PR #120, opened 2021-11-04
Make TypeDescription capable of understanding all types

dfed:
As title.

**Best reviewed commit-by-commit**

### DIFF
--- a/Sources/SwiftInspectorVisitors/Tests/TypeDescriptionSpec.swift
+++ b/Sources/SwiftInspectorVisitors/Tests/TypeDescriptionSpec.swift
@@ -126,6 +126,21 @@ final class TypeDescriptionSpec: QuickSpec {
     }
     """.data(using: .utf8)!
 
+  let metatypeTestCase = TypeDescription.metatype(
+    .simple(name: "Foo"),
+    isType: false)
+  let metatypeTestCaseData = """
+    {
+      "caseDescription": "metatype",
+      "typeDescription": {
+        "caseDescription": "simple",
+        "text": "Foo",
+        "typeDescriptions": []
+      },
+      "isType": false
+    }
+    """.data(using: .utf8)!
+
   let someTestCase = TypeDescription.some(
     .simple(name: "Foo"))
   let someTestCaseData = """
@@ -293,6 +308,12 @@ final class TypeDescriptionSpec: QuickSpec {
         }
       }
 
+      context("that represents a metatype") {
+        it("decodes the encoded type description") {
+          expect(try decoder.decode(TypeDescription.self, from: self.metatypeTestCaseData)) == self.metatypeTestCase
+        }
+      }
+
       context("that represents a some-restricted type") {
         it("decodes the encoded type description") {
           expect(try decoder.decode(TypeDescription.self, from: self.someTestCaseData)) == self.someTestCase
@@ -381,6 +402,12 @@ final class TypeDescriptionSpec: QuickSpec {
       context("utilizing a composition type") {
         it("successfully decodes the data") {
           expect(try decoder.decode(TypeDescription.self, from: try encoder.encode(self.compositionTestCase))) == self.compositionTestCase
+        }
+      }
+
+      context("utilizing a metatype") {
+        it("successfully decodes the data") {
+          expect(try decoder.decode(TypeDescription.self, from: try encoder.encode(self.metatypeTestCase))) == self.metatypeTestCase
         }
       }
 
@@ -600,6 +627,47 @@ final class TypeDescriptionSpec: QuickSpec {
 
         it("Finds the type") {
           expect(visitor?.implictlyUnwrappedOptionalTypeIdentifier?.asSource) == "Int!"
+        }
+      }
+
+      context("when called on a TypeSyntax node representing a MetatypeTypeSyntax") {
+        final class MetatypeTypeSyntaxVisitor: SyntaxVisitor {
+          var metatypeTypeIdentifier: TypeDescription?
+          override func visit(_ node: MetatypeTypeSyntax) -> SyntaxVisitorContinueKind {
+            metatypeTypeIdentifier = TypeSyntax(node).typeDescription
+            return .skipChildren
+          }
+        }
+
+        var visitor: MetatypeTypeSyntaxVisitor!
+        context("that represents a type") {
+          beforeEach {
+            let content = """
+            let metatype: Int.Type
+            """
+
+            visitor = MetatypeTypeSyntaxVisitor()
+            try? visitor.walkContent(content)
+          }
+
+          it("Finds the type") {
+            expect(visitor.metatypeTypeIdentifier?.asSource) == "Int.Type"
+          }
+        }
+
+        context("that represents a protocol") {
+          beforeEach {
+            let content = """
+            let metatype: Equatable.Protocol
+            """
+
+            visitor = MetatypeTypeSyntaxVisitor()
+            try? visitor.walkContent(content)
+          }
+
+          it("Finds the type") {
+            expect(visitor.metatypeTypeIdentifier?.asSource) == "Equatable.Protocol"
+          }
         }
       }
 
--- a/Sources/SwiftInspectorVisitors/Tests/TypeDescriptionSpec.swift
+++ b/Sources/SwiftInspectorVisitors/Tests/TypeDescriptionSpec.swift
@@ -126,6 +126,23 @@ final class TypeDescriptionSpec: QuickSpec {
     }
     """.data(using: .utf8)!
 
+  let attributedTestCase = TypeDescription.attributed(
+    .simple(name: "Foo"),
+    specifier: "inout",
+    attributes: ["autoclosure"])
+  let attributedTestCaseData = """
+    {
+      "caseDescription": "attributed",
+      "typeDescription": {
+        "caseDescription": "simple",
+        "text": "Foo",
+        "typeDescriptions": []
+      },
+      "specifier": "inout",
+      "attributes": ["autoclosure"],
+    }
+    """.data(using: .utf8)!
+
   let arrayTestCase = TypeDescription.array(element: .simple(name: "Foo"))
   let arrayTestCaseData = """
     {
@@ -263,6 +280,12 @@ final class TypeDescriptionSpec: QuickSpec {
         }
       }
 
+      context("that represents an attributed type") {
+        it("decodes the encoded type description") {
+          expect(try decoder.decode(TypeDescription.self, from: self.attributedTestCaseData)) == self.attributedTestCase
+        }
+      }
+
       context("that represents an array type") {
         it("decodes the encoded type description") {
           expect(try decoder.decode(TypeDescription.self, from: self.arrayTestCaseData)) == self.arrayTestCase
@@ -339,6 +362,12 @@ final class TypeDescriptionSpec: QuickSpec {
       context("utilizing a composition type") {
         it("successfully decodes the data") {
           expect(try decoder.decode(TypeDescription.self, from: try encoder.encode(self.compositionTestCase))) == self.compositionTestCase
+        }
+      }
+
+      context("utilizing an attributed type") {
+        it("successfully decodes the data") {
+          expect(try decoder.decode(TypeDescription.self, from: try encoder.encode(self.attributedTestCase))) == self.attributedTestCase
         }
       }
 
@@ -546,6 +575,63 @@ final class TypeDescriptionSpec: QuickSpec {
 
         it("Finds the type") {
           expect(visitor?.implictlyUnwrappedOptionalTypeIdentifier?.asSource) == "Int!"
+        }
+      }
+
+      context("when called on a TypeSyntax node representing an AttributedTypeSyntax") {
+        final class AttributedTypeSyntaxVisitor: SyntaxVisitor {
+          var attributedTypeIdentifier: TypeDescription?
+          override func visit(_ node: AttributedTypeSyntax) -> SyntaxVisitorContinueKind {
+            attributedTypeIdentifier = TypeSyntax(node).typeDescription
+            return .skipChildren
+          }
+        }
+
+        var visitor: AttributedTypeSyntaxVisitor!
+        context("with a specifier") {
+          beforeEach {
+            let content = """
+            inout Int
+            """
+
+            visitor = AttributedTypeSyntaxVisitor()
+            try? visitor.walkContent(content)
+          }
+
+          it("Finds the type") {
+            expect(visitor.attributedTypeIdentifier?.asSource) == "inout Int"
+          }
+        }
+
+        context("with attributes") {
+          beforeEach {
+            let content = """
+            @autoclosure () -> Void
+            """
+
+            visitor = AttributedTypeSyntaxVisitor()
+            try? visitor.walkContent(content)
+          }
+
+          it("Finds the type") {
+            expect(visitor.attributedTypeIdentifier?.asSource) == "@autoclosure () -> Void"
+          }
+
+          context("with a specifier and attributes") {
+            beforeEach {
+              let content = """
+              // This code doesn't compile but it can be parsed.
+              inout @autoclosure () -> Void
+              """
+
+              visitor = AttributedTypeSyntaxVisitor()
+              try? visitor.walkContent(content)
+            }
+
+            it("Finds the type") {
+              expect(visitor.attributedTypeIdentifier?.asSource) == "inout @autoclosure () -> Void"
+            }
+          }
         }
       }
 
--- a/Sources/SwiftInspectorVisitors/Tests/TypeDescriptionSpec.swift
+++ b/Sources/SwiftInspectorVisitors/Tests/TypeDescriptionSpec.swift
@@ -126,6 +126,19 @@ final class TypeDescriptionSpec: QuickSpec {
     }
     """.data(using: .utf8)!
 
+  let someTestCase = TypeDescription.some(
+    .simple(name: "Foo"))
+  let someTestCaseData = """
+    {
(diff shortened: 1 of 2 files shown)


Sources/SwiftInspectorVisitors/TypeDescription.swift
```diff
@@ -267,9 +303,8 @@ public enum TypeDescription: Codable, Hashable {
 extension TypeSyntax {
 
   /// Returns the type description for the receiver.
-  /// - Warning: Do not call on a type syntax node of type `ClassRestrictionTypeSyntax`,
```
dfed, line 270: this warning got out-of-date! Turns out including the same information twice can lead to inconsistencies 😬

Sources/SwiftInspectorVisitors/TypeDescription.swift
```diff
@@ -34,8 +34,10 @@ public enum TypeDescription: Codable, Hashable {
   indirect case composition([TypeDescription])
   /// An optional type. e.g. Int?
   indirect case optional(TypeDescription)
-  /// An implicitly unwrapped optional type. eg. Int!
+  /// An implicitly unwrapped optional type. e.g. Int!
```
dfed, line 37: unrelated change but noticed this typo while I was here

Sources/SwiftInspectorVisitors/TypeDescription.swift
```diff
@@ -104,6 +105,24 @@ public enum TypeDescription: Codable, Hashable {
...
+          .map { "@\($0)" }
+          .joined(separator: " ")
+      }
+      switch (specifier, attributes) {
+      case let (.some(specifier), .none):
+        return "\(specifier) \(type.asSource)"
+      case let (.none, .some(attributes)):
+        return "\(attributesFromList(attributes)) \(type.asSource)"
+      case let (.some(specifier), .some(attributes)):
+        // This case likely represents an error.
```
dfed, line 118: I'm not _convinced_ of this but I've been having trouble coming up with legitimate Swift syntax where we have both a specifier and attributes

Sources/SwiftInspectorVisitors/TypeDescription.swift
```diff
@@ -104,6 +105,24 @@ public enum TypeDescription: Codable, Hashable {
       } else {
         return "\(parentType.asSource).\(name)<\(generics.map { $0.asSource }.joined(separator: ", "))>"
       }
+    case let .attributed(type, specifier: specifier, attributes: attributes):
+      func attributesFromList(_ attributes: [String]) -> String {
+        attributes
+          .map { "@\($0)" }
```
dfed, line 109: Per [the Swift reference manual](https://docs.swift.org/swift-book/ReferenceManual/Attributes.html#grammar_attributes), the attribute grammar always starts with an `@`:
image

Sources/SwiftInspectorVisitors/TypeDescription.swift
```diff
@@ -104,6 +105,24 @@ public enum TypeDescription: Codable, Hashable {
...
+      switch (specifier, attributes) {
+      case let (.some(specifier), .none):
+        return "\(specifier) \(type.asSource)"
+      case let (.none, .some(attributes)):
+        return "\(attributesFromList(attributes)) \(type.asSource)"
+      case let (.some(specifier), .some(attributes)):
+        // This case likely represents an error.
+        return "\(specifier) \(attributesFromList(attributes)) \(type.asSource)"
+      case (.none, .none):
+        // This case likely represents an error.
```
dfed, line 121: This case, however, I'm pretty convinced is an error. I don't know how we'd end up as an attributed type without either a specifier or attributes

Sources/SwiftInspectorVisitors/TypeDescription.swift
```diff
@@ -104,6 +105,24 @@ public enum TypeDescription: Codable, Hashable {
...
+          .joined(separator: " ")
+      }
+      switch (specifier, attributes) {
+      case let (.some(specifier), .none):
+        return "\(specifier) \(type.asSource)"
+      case let (.none, .some(attributes)):
+        return "\(attributesFromList(attributes)) \(type.asSource)"
+      case let (.some(specifier), .some(attributes)):
+        // This case likely represents an error.
+        return "\(specifier) \(attributesFromList(attributes)) \(type.asSource)"
```
dfed, line 119: I'm reasonably sure this ordering is both correct and stable.

I was playing around with https://swift-ast-explorer.com/ and `inout @autoclosure () -> Void` parsed as an `AttributedType` but `@autoclosure inout () -> Void` parsed into `UnknownType`... so I'm pretty sure the specifier has to come first.

That said, [the Swift reference manual](https://docs.swift.org/swift-book/ReferenceManual/Types.html#grammar_type) shows the specifier (specifically `inout`) coming after attributes:
image

Not really sure what to do with this one. Though given that I haven't yet come up with a compiling statement where both the specifier and attributes are present I'm not super worried about it.

If you can come up with a compiling type declaration that has both a specifier and attributes, I'd love to see it.

Sources/SwiftInspectorVisitors/TypeDescription.swift
```diff
@@ -106,9 +99,11 @@ public enum TypeDescription: Codable, Hashable {
       } else {
         return "\(parentType.asSource).\(name)<\(generics.map { $0.asSource }.joined(separator: ", "))>"
       }
+    case let .metatype(type, isType):
+      return "\(type.asSource).\(isType ? "Type" : "Protocol")"
```
dfed, line 103: While this looks like a hack, it's inline with what [the Swift reference manual](https://docs.swift.org/swift-book/ReferenceManual/Types.html#grammar_metatype-type) says are our possible options here:
image

Sources/SwiftInspectorVisitors/TypeDescription.swift
```diff
@@ -76,15 +78,6 @@ public enum TypeDescription: Codable, Hashable {
     .nested(name: name, parentType: parentType, generics: [])
   }
 
-  /*
-   * Note that we do not yet support the following syntax types:
-   * MetatypeTypeSyntax
-   * UnknownTypeSyntax
-   *
-   * We will likely need to add these types at some point in the future.
-   * We’ll Get There™
```
dfed, line 83: We Got There™!

Sources/SwiftInspectorVisitors/TypeDescription.swift
```diff
@@ -314,8 +322,6 @@ public enum TypeDescription: Codable, Hashable {
 extension TypeSyntax {
 
   /// Returns the type description for the receiver.
-  /// - Warning: Do not call on a type syntax node of type `MetatypeTypeSyntax`
-  ///            or `UnknownTypeSyntax`
```
dfed: We _do_ handle `UnknownTypeSyntax` in our `else` statement. There's no real way to handle `UnknownTypeSyntax` since the type is unknown.

As far as I can tell, `UnknownTypeSyntax` is only utilized when the code will not compile. What we do in this case is grab the `description`, which is basically our only option.

Sources/SwiftInspectorVisitors/TypeDescription.swift
```diff
@@ -379,7 +390,7 @@ extension TypeSyntax {
         returnType: typeIdentifier.returnType.typeDescription)
 
     } else {
-      assertionFailureOrPostNotification("TypeSyntax of unexpected type. Defaulting to `description`.")
```
dfed, line 325: no longer unexpected!

Sources/SwiftInspectorVisitors/TypeDescription.swift
dfed: Note that because I believe this is an error I haven't been able to write a test case that covers this case. Same goes for the case below.

Sources/SwiftInspectorVisitors/TypeDescription.swift
dfed: Note that because I believe this is an error I haven't been able to write a test case that covers this case.

Sources/SwiftInspectorVisitors/Tests/TypeDescriptionSpec.swift
```diff
@@ -549,6 +630,128 @@ final class TypeDescriptionSpec: QuickSpec {
...
+          }
+
+          it("Finds the type") {
+            expect(visitor.attributedTypeIdentifier?.asSource) == "@autoclosure () -> Void"
+          }
+
+          context("with a specifier and attributes") {
+            beforeEach {
+              let content = """
+              // This code doesn't compile but it can be parsed.
```
dfed, line 740: as mentioned elsewhere I do not know if there exists compiling syntax that declares an attributed type with both a specifier and attributes

Sources/SwiftInspectorVisitors/TypeDescription.swift
dfed: Note that because I believe this is an error I haven't been able to write a test case that covers this case.

Sources/SwiftInspectorVisitors/TypeDescription.swift
dfed: Note that because I believe this is an error I haven't been able to write a test case that covers this case.

Sources/SwiftInspectorVisitors/TypeDescription.swift
```diff
@@ -104,6 +105,24 @@ public enum TypeDescription: Codable, Hashable {
       } else {
         return "\(parentType.asSource).\(name)<\(generics.map { $0.asSource }.joined(separator: ", "))>"
       }
+    case let .attributed(type, specifier: specifier, attributes: attributes):
```
bachand: Can specifiers only exist on attributed types?

Sources/SwiftInspectorVisitors/TypeDescription.swift
bachand: Are property wrappers "attributes" in the grammar?

bachand: Newer versions of Swift support property wrappers on function arguments https://github.com/apple/swift-evolution/blob/main/proposals/0293-extend-property-wrappers-to-function-and-closure-parameters.md.

Sources/SwiftInspectorVisitors/TypeDescription.swift
bachand: I wondered if we could do something with property wrappers on function parameters though they don't support `inout` at the moment https://github.com/apple/swift-evolution/blob/main/proposals/0293-extend-property-wrappers-to-function-and-closure-parameters.md#support-inout-in-wrapped-function-parameters

Sources/SwiftInspectorVisitors/TypeDescription.swift
bachand: Let's add more context to this comment, i.e. that we can't figure out compiling code.

Sources/SwiftInspectorVisitors/TypeDescription.swift
bachand: Let's assert?

Sources/SwiftInspectorVisitors/TypeDescription.swift
bachand: Let's add a comment that we are aware this conflicts with the grammar and explain why we are writing this the way we are.

bachand (approved):
Hurray!

Sources/SwiftInspectorVisitors/TypeDescription.swift
dfed: As far as I'm aware, this is correct.

Sources/SwiftInspectorVisitors/TypeDescription.swift
dfed: I believe so, yes. But they'd be `attributes` on a `***DeclSyntax` type rather than an `AttributedTypeSyntax` since property wrappers are on the type declaration rather than the type reference.

We don't currently track attributes on type declarations. We’ll Get There™ (once we find a need for them)

dfed: The property wrappers on functions and closures look like these are attributes, but on the property rather than a type since the attribute comes before the property name. An example in that doc is `@Traceable value: Value`. If this wrapper looked like `value: @Traceable Value` then yes this would be an attribute on the type rather than the property.

Sources/SwiftInspectorVisitors/TypeDescription.swift
dfed: Per [my comment in the other thread](https://github.com/fdiaz/SwiftInspector/pull/120/files#r743379615) I don't think property wrappers or function parameters are attributes on the type, but rather are attributes on the property.

I've added a better block comment here however. af09cb1

Sources/SwiftInspectorVisitors/TypeDescription.swift
dfed: Added an assert in two spots for good measure, and avoided surfacing the type we think is a bug at the parsing stage:  5b44aac3dc93f45ed9300f45752a194e975d58c8

Sources/SwiftInspectorVisitors/TypeDescription.swift
dfed: addressed in af09cb1

Sources/SwiftInspectorVisitors/TypeDescription.swift
dfed: I did a little more digging. `ClosureCaptureItemSyntax` also has a `specifier`. I'm not yet sure what the options are for this syntax.

bachand: Screen Shot 2021-11-05 at 6 00 29 PM

I wonder if `weak` is a specifier?

Sources/SwiftInspectorVisitors/TypeDescription.swift
```diff
@@ -116,6 +116,12 @@ public enum TypeDescription: Codable, Hashable {
         return "\(attributesFromList(attributes)) \(type.asSource)"
       case let (.some(specifier), .some(attributes)):
         // This case likely represents an error.
+        // We are unaware of type reference that compiles with both a specifier and attributes.
+        // The Swift reference manual specifies that attributes come before the specifier,
+        // however code that puts an attribute first does not parse as AttributedTypeSyntax.
+        // Only code where the specifier comes before the attribute parses as an AttributedTypeSyntax.
+        // As a result, we construct this source with the specifier first.
+        // Reference manual: https://docs.swift.org/swift-book/ReferenceManual/Types.html#grammar_type
```
bachand, line 124: Great!

Sources/SwiftInspectorVisitors/TypeDescription.swift
```diff
@@ -366,12 +367,19 @@ extension TypeSyntax {
...
-        attributes: typeIdentifier.attributes?.compactMap {
-          $0.as(AttributeSyntax.self)?.attributeName.text
-        })
+      let specifier = typeIdentifier.specifier?.text
+      let attributes = typeIdentifier.attributes?.compactMap {
+        $0.as(AttributeSyntax.self)?.attributeName.text
+      }
+      if specifier == nil && attributes == nil {
+        assertionFailureOrPostNotification("Encountered an attributed type with no attributes or specifiers")
+        return typeIdentifier.baseType.typeDescription
```
bachand, line 376: Hmm if we actually hit this code path it seems to indicate that we've found potentially valid syntax we didn't expect, right? I wonder if it makes sense to keep propagating `.attributed(...)` to ensure that we persist the data even if we may not correctly generate source from it today? Curious to learn more about this change.

bachand (approved):

Sources/SwiftInspectorVisitors/TypeDescription.swift
dfed: I think this would only happen if properties beyond `specifier` and `attributes` were added to this type.

We can keep propagating `.attributed` here. I changed to propagating the `baseType` because I figured our `asSource` would produce the same result and we should consolidate.

I'll make this change to keep propagating `.attributed` here, and in that commit I think I'll also remove the assert in `asSource` since we'll have asserted here when we hit the error case (and since the `asSource` code will now be expected if we've hit this assert). It feels better to assert here because we know we'll hit this code if we parse it, and who knows if someone will call `asSource` on a type.

dfed: 3a6712a

bachand: > I think this would only happen if properties beyond `specifier` and `attributes` were added to this type.

I hadn't considered this possibility.

Change LGTM.

dfed:
I don't understand how Codecov is seeing such a big diff in the `patch` but not the `project`:
image

I'm going to rebase `main` to see if I can kick this thing into working as I expect

dfed:
I think our Codecov patch calculation is somehow wrong. Running locally, I see:
image

And specifically for the file changed:
image

Compare to this file on `main`:
image

The lines that are missing are all lines where we no longer know how to hit the fallback due to an unexpected syntax type.

I'm going to merge through the failing check.

bachand:
The way I read the codecov results is that for the lines we've changed in this PR we have 92.85% code coverage (patch) but for the codebase overall we have 97.41% (project). I didn't do the math myself but it seems possible that we could end up in that situation. I wonder: do we care about codecov enforcing that the lines changed in each PR/patch hit a certain level of code coverage? Could we remove the patch check? cc: @fdiaz

fdiaz:
> do we care about codecov enforcing that the lines changed in each PR/patch hit a certain level of code coverage? Could we remove the patch check? 

I don't think so, yeah we can def remove the patch check if that's the case.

▸ TASK INSTRUCTIONS:
Across the records, how many lines carry the word "unexpected"? The answer should be a number alone.

▸ SOLUTION:
3